• _TASK INPUT_
PR #4016, opened 2015-07-03
DB Backup for KA-Lite

SG345:
Initial Commit for Backup Application. Closed the previous PRs because of merge conflicts.


backup/__init__.py
```diff
@@ -0,0 +1,15 @@
+import dbbackup
+
+from django.core.management import call_command
+
+from fle_utils.chronograph.models import Job
+
+def setup_backup():
+	try:
```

• _PROBLEM REQUIREMENTS_
In the material above, find every line that has the string "import" and pull those lines out.

• _ANSWER BELOW_
+import dbbackup
+from django.core.management import call_command
+from fle_utils.chronograph.models import Job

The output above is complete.